Everything’s kind of nuts right now, and in circumstances like that, bang-bang foul calls and missed box-outs can tilt everything … or, at least, create an environment in which everything can get tilted. After Thursday night, Basketball-Reference.com and ESPN both peg Denver’s odds of finishing in the top eight at slightly better than a coin-flip; FiveThirtyEight’s projection system has them just south of 50/50 &dmash; not great odds, but after booting so many chances over the past few weeks, the Nuggets will take ’em.

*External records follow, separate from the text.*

PR #110, opened 2026-08-22
tests: make ffmpeg override path portable

### LINKED ISSUE #108: tests: test_env_override_wins hardcodes Linux ffmpeg path on macOS
## Summary

While validating PR #107 on macOS, I found that `test_env_override_wins` hardcodes `/usr/bin/ffmpeg`. The implementation correctly rejects nonexistent override paths, so the test fails on supported macOS installations where FFmpeg is normally elsewhere (for example, Homebrew uses `/opt/homebrew/bin/ffmpeg` on Apple Silicon).

## Environment

- HFlow upstream `main` (verified against the current raw source on 2026-08-22)
- macOS, Apple Silicon
- Python 3.14.2
- uv 0.12.5
- FFmpeg installed and available on `PATH`, but not at `/usr/bin/ffmpeg`

## Steps to reproduce

```bash
uv sync --locked --all-extras
uv run pytest -q tests/test_ffmpeg.py::test_env_override_wins
```

## Expected behavior

The platform-supported test should verify that an existing override path wins without depending on a Linux-specific filesystem location.

## Actual behavior

```text
E hflow.ffmpeg._binary.FfmpegNotFoundError:
E HFLOW_FFMPEG=/usr/bin/ffmpeg does not exist
1 failed
```

The failure is deterministic because `ffmpeg_path()` intentionally checks `Path(override).is_file()`.

## Possible cause

`tests/test_ffmpeg.py:67` sets:

```python
monkeypatch.setenv(FFMPEG_ENV_VAR, "/usr/bin/ffmpeg")
```

That path is not portable to macOS, despite CONTRIBUTING.md listing macOS as a supported native development platform.

## Proposed solution

Create a temporary file with `tmp_path`, set `HFLOW_FFMPEG` to that path, and assert the resolver returns it. The test only exercises path precedence, so it does not need a real executable:

```python
def test_env_override_wins(
    tmp_path: Path,
    monkeypatch: pytest.MonkeyPatch,
    cleared_binary_caches: None,
) -> None:
    override = tmp_path / "ffmpeg"
    override.touch()
    monkeypatch.setenv(FFMPEG_ENV_VAR, str(override))
    assert ffmpeg_path() == override
```

This keeps the test hermetic and platform-independent.

WilliamK112:
## Summary

- replace the Linux-specific `/usr/bin/ffmpeg` fixture with a real temporary file
- keep the test focused on the observable override-precedence contract
- make the regression hermetic across supported Linux and macOS development hosts

Closes #108.

## Validation

- `uv run pytest -q tests/test_ffmpeg.py::test_env_override_wins` — 1 passed
- `uv run ruff check .` — passed
- `uv run ruff format --check .` — 99 files already formatted
- `uv run ty check` — passed
- `uv run pytest -q -k 'not test_contact_sheet_grid_geometry and not test_contact_sheet_max_tiles_sampling and not test_contact_sheet_accepts_apostrophes_in_external_paths and not test_media_stage_records_a_contact_sheet_artifact'` — 398 passed, 6 skipped, 4 deselected

The unfiltered local suite reached 398 passed and 6 skipped, with four unrelated contact-sheet failures because the installed Homebrew FFmpeg build does not provide the `drawtext` filter. The focused regression and all code-quality gates pass on macOS.

AI assistance disclosure: I used OpenAI Codex to inspect, implement, and validate this change, and reviewed the final diff and evidence.

### DIFF
--- a/tests/test_ffmpeg.py
+++ b/tests/test_ffmpeg.py
@@ -63,9 +63,13 @@ def cleared_binary_caches() -> Iterator[None]:
     _clear_all_binary_caches()
 
 
-def test_env_override_wins(monkeypatch: pytest.MonkeyPatch, cleared_binary_caches: None) -> None:
-    monkeypatch.setenv(FFMPEG_ENV_VAR, "/usr/bin/ffmpeg")
-    assert ffmpeg_path() == Path("/usr/bin/ffmpeg")
+def test_env_override_wins(
+    monkeypatch: pytest.MonkeyPatch, tmp_path: Path, cleared_binary_caches: None
+) -> None:
+    override_ffmpeg = tmp_path / "ffmpeg"
+    override_ffmpeg.touch()
+    monkeypatch.setenv(FFMPEG_ENV_VAR, str(override_ffmpeg))
+    assert ffmpeg_path() == override_ffmpeg
 
 
 def test_env_override_to_missing_file_raises(


promiseeuler (approved):
While validating this fix against #108 on macOS, I checked out commit 959ffd4 and ran the exact regression: python -m pytest -q tests/test_ffmpeg.py::test_env_override_wins (1 passed). I also ran ruff check tests/test_ffmpeg.py and ruff format --check tests/test_ffmpeg.py; both passed. Using tmp_path preserves the test's actual purpose—environment-variable precedence—while removing the Linux-only /usr/bin/ffmpeg assumption. The temporary file also satisfies the production existence check, so this is appropriately scoped.

kstonekuan (approved):
Welcome, and thank you @WilliamK112. Merging.

Exactly the right scope. `ffmpeg_path()` validates the override with `is_file()` and nothing else (`src/hflow/ffmpeg/_binary.py:232`), so `touch()` is faithful to the contract rather than a shortcut around it: the test exercises precedence, which is all it ever claimed to.

What I validated on your branch against current `main` (`9d59310`): `ruff check`, `ruff format --check`, `ty check` clean, 405 passed and 3 skipped. I also checked that the parallel `ffprobe_path()` override tests already build their override under `tmp_path`, so `test_env_override_wins` was genuinely the only one of its kind and this closes the whole class rather than one instance.

Thank you for disclosing the AI assistance, and for checking the issue was unassigned with no overlapping PR before starting. Both are the right habits here. On the second one: our rule is that an assignee reserves an issue and everything else is fair game, so you read it correctly.

Two notes:

**On the four contact-sheet failures you filtered out.** Good instinct to separate them from your change and say so. They are a real gap and @promiseeuler has since filed #111 for exactly that (a Homebrew FFmpeg built without `drawtext`), with a fix in #112. So you were right that it was not you, and it is now tracked.

**One more instance of the same species, if you want it.** `tests/test_video.py:154` falls back to a hardcoded `Path("/usr/bin/ffprobe")` when the sibling of `ffmpeg_path()` is missing. It is milder than the bug you fixed, since on macOS the Homebrew sibling normally does exist so the fallback is not reached, but when it is reached it fails the same way for the same reason. The real fix is to call `ffprobe_path()` from `hflow.ffmpeg._binary`, which already implements the full resolution policy including the sibling lookup. I will file it; comment there if you would like it.

One thing worth knowing for your next contribution: we cap non-collaborators at one open pull request at a time, so a bot will auto-close a second one with a note. Nothing is lost and it can be reopened once the first merges.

Those same sites still have the Wolves as a better than 80 percent bet to land in the bracket … provided they take care of business, which they should be able to, should they get Butler back in the fold for these final few games. If they can’t, though — if their leader’s not quite ready for prime time upon his return, if Wiggins (a nine-point, six-rebound, three-assist virtual no-show in Denver) doesn’t shake awake, if Towns can’t stay down and stay in the game — the sides and the seeds can flip, and the Wolves could find themselves on the outside of the postseason looking in … perhaps at a team that looks an awful lot like them.